Directions =
Copy every line below where the string "Fair" is found.

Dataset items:

PR #558, opened 2020-10-23
Add support for envelope deserialization

Tyrrrz:


src/Sentry/Internal/Extensions/DisposableExtensions.cs
```diff
@@ -0,0 +1,30 @@
...
+                {
+                    exceptions.Add(ex);
+                }
+            }
+
+            if (exceptions.Count > 0)
+            {
+                throw new AggregateException(exceptions);
+            }
+        }
```
bruno-garcia, line 28: Happy path == 0 allocations. Overkill?

```suggestion
            List<Exception>? exceptions = null;

            foreach (var i in disposables)
            {
                try
                {
                    i.Dispose();
                }
                catch (Exception ex)
                {
                	exception =?? new List<Exception>();
                    exceptions.Add(ex);
                }
            }

            if (exceptions?.Count > 0)
            {
                throw new AggregateException(exceptions);
            }
        }
```

src/Sentry/Protocol/Envelope.cs
```diff
@@ -75,5 +79,24 @@ public static Envelope FromEvent(SentryEvent @event)
...
+            Stream stream,
+            CancellationToken cancellationToken = default)
+        {
+            // Header
+            var header = await Json.DeserializeFromStreamAsync<Dictionary<string, object>>(stream, cancellationToken)
+                .ConfigureAwait(false);
+
+            // Items
+            var items = new List<EnvelopeItem>();
+            while (stream.ReadByte() == (byte)'\n')
```
bruno-garcia: Consider there might be a trailing `\n` and no more items and that should be OK (as in don't throw)

src/Sentry/Protocol/EnvelopeItem.cs
```diff
@@ -142,5 +146,24 @@ public static EnvelopeItem FromEvent(SentryEvent @event)
...
+
+        public static async Task<EnvelopeItem> DeserializeAsync(
+            Stream stream,
+            CancellationToken cancellationToken = default)
+        {
+            // Header
+            var header = await Json.DeserializeFromStreamAsync<Dictionary<string, object>>(stream, cancellationToken)
+                .ConfigureAwait(false);
+
+            var length = (long)header.GetValueOrDefault(LengthKey, long.MaxValue);
```
bruno-garcia: The `long.MaxValue` scares me. What's the use case/side effect for the default value?

bruno-garcia (commented):
First pass: Going great!

src/Sentry/Protocol/EnvelopeItem.cs
Tyrrrz: It's just a hack to get things working fast.

Tyrrrz:
@bruno-garcia very crude, but it works (at least on my tests).

Points of interest:
- I gave up using `StreamReader` as it's way too complicated with mixed content and just resorted to reading one byte at a time. This may result in actually worse performance than if we implemented all of this synchronously due to `Task` allocation overhead, especially if you consider that reading from file system (which is where envelopes gonna get stored) is very fast. Need to measure if this is a concern.
- As you can see, I read the header block by first buffering everything until `\n` in memory and then feeding it to Json.NET. This means that if, for some reason, we are fed invalid envelope without header (even empty header is fine) then we might accidentally put it all in memory.  You might wonder why I don't deserialize directly from stream. Well that's because, just like with `StreamReader`, when you give `JsonReader` a stream, it thinks it now fully belongs to it and starts messing with position. Also, in case with invalid envelope, Json.NET would also end up loading everything in memory due to the way it works (it can't deserialize from stream, only read from stream, but it needs to buffer the content to deserialize).
- Finally, like we discussed, this brings a few constraints on the usage of `Envelope`. Once you call `Envelope.DeserializeAsync(...)` on a stream, that stream must not be disposed. Additionally, that stream must be seekable too. Breaking any of those things will throw in current implementation. I think we need to re-think the design of `Envelope` to underline that the stream merges its lifetime with envelope, maybe `new Envelope(Stream ...)` should make that more clear, but it might complicate implementation.

Anyway, it's pretty clear that this most likely needs some critical redesign. Ultimately, I would prefer to also make `Envelope` and others internal and don't expose to end-users. Looking forward to your input.

Tyrrrz:
I also think I should add more unit tests (gasp) for `PartialStream` because the logic is pretty intense. But if we may end up redesigning, then it's likely we won't need it.

src/Sentry/Protocol/Envelope.cs
Tyrrrz: Reworked that entire part

src/Sentry/Internal/Extensions/StreamExtensions.cs
```diff
@@ -0,0 +1,34 @@
...
+
+namespace Sentry.Internal.Extensions
+{
+    internal static class StreamExtensions
+    {
+        public static async Task<int> ReadByteAsync(
+            this Stream stream,
+            CancellationToken cancellationToken = default)
+        {
+            using var buffer = new PooledBuffer<byte>(1);
```
bruno-garcia, line 13: What about stackalloc instead? Assign to Span and won't need unsafe.

Tyrrrz: Would it be beneficial? With pooling we will completely avoid allocations.

bruno-garcia:
> * I gave up using `StreamReader` as it's way too complicated with mixed content and just resorted to reading one byte at a time. This may result in actually worse performance than if we implemented all of this synchronously due to `Task` allocation overhead, especially if you consider that reading from file system (which is where envelopes gonna get stored) is very fast. Need to measure if this is a concern.

That's fine. Though I assume it would be a `ValueTask` and wouldn't allocate if the buffer had more data. The inner stream wouldn't be buffering a byte at a time.

> * As you can see, I read the header block by first buffering everything until `\n` in memory and then feeding it to Json.NET. This means that if, for some reason, we are fed invalid envelope without header (even empty header is fine) then we might accidentally put it all in memory.  

That'd be a bug and it's not really a big problem to read the whole stream into memory. We could cap the buffer and if we read more than X (500 KB?) header data we log and error and bail.

> You might wonder why I don't deserialize directly from stream. Well that's because, just like with `StreamReader`, when you give `JsonReader` a stream, it thinks it now fully belongs to it and starts messing with position. Also, in case with invalid envelope, Json.NET would also end up loading everything in memory due to the way it works (it can't deserialize from stream, only read from stream, but it needs to buffer the content to deserialize).

I'm replying this before I review. But I guess we could solve by creating a Stream and only letting it read up to `length`?

> * Finally, like we discussed, this brings a few constraints on the usage of `Envelope`. Once you call `Envelope.DeserializeAsync(...)` on a stream, that stream must not be disposed. Additionally, that stream must be seekable too. Breaking any of those things will throw in current implementation. I think we need to re-think the design of `Envelope` to underline that the stream merges its lifetime with envelope, maybe `new Envelope(Stream ...)` should make that more clear, but it might complicate implementation.

Stream has a `CanSeek`, it's part of the Stream abstraction that it can or not Read/Write/Seek

> Anyway, it's pretty clear that this most likely needs some critical redesign. Ultimately, I would prefer to also make `Envelope` and others internal and don't expose to end-users. Looking forward to your input.

Will review

src/Sentry/Protocol/Envelope.cs
```diff
@@ -75,5 +80,45 @@ public static Envelope FromEvent(SentryEvent @event)
...
+
+        /// <summary>
+        /// Deserializes envelope from stream.
+        /// </summary>
+        public static async Task<Envelope> DeserializeAsync(
+            Stream stream,
+            CancellationToken cancellationToken = default)
+        {
+            // Header
+            var header = await DeserializeHeaderAsync(stream, cancellationToken).ConfigureAwait(false);
```
bruno-garcia, line 111: Check if we got something back here? If we got null the thing is broken and we should bail.
Oh I guess this doesn't return null, right? it'll be an empty map.

bruno-garcia (approved):
Looking good! Dropped a couple notes

bruno-garcia (commented):
Looking good!

src/Sentry/Internal/Extensions/StreamExtensions.cs
Tyrrrz: Another concern is that it's an async method, so it might not be possible to use. I will take a look and try.

Tyrrrz: image

Looks like it can't. And `stackalloc` can't be assigned to `Memory<byte>`.

Tyrrrz:
> That's fine. Though I assume it would be a ValueTask and wouldn't allocate if the buffer had more data. The inner stream wouldn't be buffering a byte at a time.

We'd have to change the whole call chain to `ValueTask` as well to benefit from this, if I understand everything correctly.

> That'd be a bug and it's not really a big problem to read the whole stream into memory. We could cap the buffer and if we read more than X (500 KB?) header data we log and error and bail.

Can definitely do that.

> I'm replying this before I review. But I guess we could solve by creating a Stream and only letting it read up to length?

Probably, but likely no point in that. JSON.NET still does deserialization synchronously under the hood, so it will likely not provide any benefits to us.

> Stream has a CanSeek, it's part of the Stream abstraction that it can or not Read/Write/Seek

Yes, that is not the concern. My concern is in the API design, because when I see `Deserialize` I think that the input stream will be completely mapped to an in-memory representation. In our case, however, it actually does something completely different where it builds an abstraction on top of the stream and takes ownership of the stream itself. I just think a different name would probably be better, but maybe even use a constructor to emphasize that the stream is an integral part of the envelope. Of course, if we make all of this internal, it won't be a concern. Before we release, we can go through the types and mark as many of them as possible as internal (Envelope, for one is not exposed outside of Sentry).

src/Sentry/Internal/Json.cs
```diff
@@ -26,12 +26,22 @@ internal static class Json
             new StreamWriter(stream, Encoding, 1024, true)
         );
 
+        private static JsonTextReader CreateReader(Stream stream) => new JsonTextReader(
+            new StreamReader(stream, Encoding, false, 1024, true)
```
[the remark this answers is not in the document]
Tyrrrz: 1024 is also the default on `StreamReader` when you initialize it with another overload.

As for `stackalloc`, as mentioned, it doesn't actually work in async methods (I presume since the resulting method gets compiled into a state machine, with the state stored on the heap).

src/Sentry/Protocol/Envelope.cs
Tyrrrz: Good point. It does return `null` because Json.NET is nice like that.

Tyrrrz: Should `null` be an exception or coerced to an empty map?

src/Sentry/Internal/Extensions/StreamExtensions.cs
bruno-garcia: Fuck

src/Sentry/Internal/Json.cs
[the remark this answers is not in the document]
bruno-garcia: Fair about the default of the reader.

bummer with the stackalloc lets see what else we can do.

src/Sentry/Protocol/Envelope.cs
bruno-garcia: Good question. I dunno. `null` kind of sucks, if the header is invalid then maybe we should disconsider the payload instead. Empty map will lead us to keep going and try to read the rest of the stream as envelope item

bruno-garcia:
> We'd have to change the whole call chain to ValueTask as well to benefit from this, if I understand everything correctly.


Good point, we should do that actually. I believe if we're not cachign `Task` we should be defaulting to `ValueTask` these days

bruno-garcia:
> Probably, but likely no point in that. JSON.NET still does deserialization synchronously under the hood, so it will likely not provide any benefits to us.

Fair

bruno-garcia:
> Yes, that is not the concern. My concern is in the API design, because when I see Deserialize I think that the input stream will be completely mapped to an in-memory representation. In our case, however, it actually does something completely different where it builds an abstraction on top of the stream and takes ownership of the stream itself. I just think a different name would probably be better, but maybe even use a constructor to emphasize that the stream is an integral part of the envelope. Of course, if we make all of this internal, it won't be a concern. Before we release, we can go through the types and mark as many of them as possible as internal (Envelope, for one is not exposed outside of Sentry).


Makes sense to me.

Tyrrrz:
> Good point, we should do that actually. I believe if we're not cachign Task we should be defaulting to ValueTask these days

I agree. I will add a project item and do that after this PR.

src/Sentry/Protocol/Envelope.cs
Tyrrrz: Changed it to exception, looks cleaner now

src/Sentry/Protocol/Envelope.cs
```diff
@@ -97,7 +102,9 @@ public static Envelope FromEvent(SentryEvent @event)
                 lastByte = await stream.ReadByteAsync(cancellationToken).ConfigureAwait(false);
             }
 
-            return Json.DeserializeFromByteArray<Dictionary<string, object>>(buffer.ToArray());
+            return
+                Json.DeserializeFromByteArray<Dictionary<string, object>?>(buffer.ToArray()) ??
+                throw new InvalidOperationException("Envelope header is malformed.");
```
bruno-garcia, line 107: Could we keep the operator on the left, I always get confused why the lines are stacked.
```suggestion
                Json.DeserializeFromByteArray<Dictionary<string, object>?>(buffer.ToArray())
                  ?? throw new InvalidOperationException("Envelope header is malformed.");
```

src/Sentry/Protocol/EnvelopeItem.cs
```diff
@@ -163,7 +169,9 @@ public static EnvelopeItem FromEvent(SentryEvent @event)
                 lastByte = await stream.ReadByteAsync(cancellationToken).ConfigureAwait(false);
             }
 
-            return Json.DeserializeFromByteArray<Dictionary<string, object>>(buffer.ToArray());
+            return
+                Json.DeserializeFromByteArray<Dictionary<string, object>?>(buffer.ToArray()) ??
+                throw new InvalidOperationException("Envelope item header is malformed.");
```
bruno-garcia, line 174:
```suggestion
                Json.DeserializeFromByteArray<Dictionary<string, object>?>(buffer.ToArray())
                  ?? throw new InvalidOperationException("Envelope item header is malformed.");
```

Tyrrrz:
@bruno-garcia I improved performance by using async enumerators. This way the pooled buffer for longer. Also, just to clarify, there are no heap allocations if the pooled buffer already exists and is not used (which is often going to be the case). The type that represents it is a stack-allocated readonly struct.

src/Sentry/Protocol/Envelope.cs
Tyrrrz: image
How about this? Wink wink

Tyrrrz:
@bruno-garcia all yours, enjoy.

src/Sentry/Internal/BackgroundWorker.cs
```diff
@@ -152,6 +152,7 @@ private async Task WorkerAsync()
                         {
                             _ = _queue.TryDequeue(out _);
                             _ = Interlocked.Decrement(ref _currentItems);
+                            envelope.Dispose();
```
bruno-garcia, line 155: This better now throw. Should we guard this with a try/catch?

bruno-garcia:
Will take a look as soon as I can

Tyrrrz:
Should be good.

src/Sentry/Internal/Extensions/StreamExtensions.cs
```diff
@@ -0,0 +1,52 @@
...
+            CancellationToken cancellationToken = default)
+        {
+            using var buffer = new PooledBuffer<byte>(expectedLength);
+            var bytesRead = await stream.ReadAsync(buffer.Array, 0, expectedLength, cancellationToken)
+                .ConfigureAwait(false);
+
+            // The buffer is rented so we can't return it, plus it may be larger than needed.
+            // So we copy everything to a new buffer.
+            var result = new byte[bytesRead];
+            Array.Copy(buffer.Array, result, bytesRead);
```
bruno-garcia, line 36: nit: Buffer.BlockCopy

src/Sentry/Protocol/UserFeedback.cs
```diff
@@ -3,23 +3,19 @@
 using System.Threading;
 using System.Threading.Tasks;
 using Sentry.Internal;
-using Sentry.Protocol;
-using ISerializable = Sentry.Protocol.ISerializable;
 
-namespace Sentry
+namespace Sentry.Protocol
```
bruno-garcia, line 7: For discoverability, for most common API I'd like to avoid requiring 2 imports

```suggestion
namespace Sentry
```

bruno-garcia (approved):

Output below =
bruno-garcia: Fair about the default of the reader.
Fair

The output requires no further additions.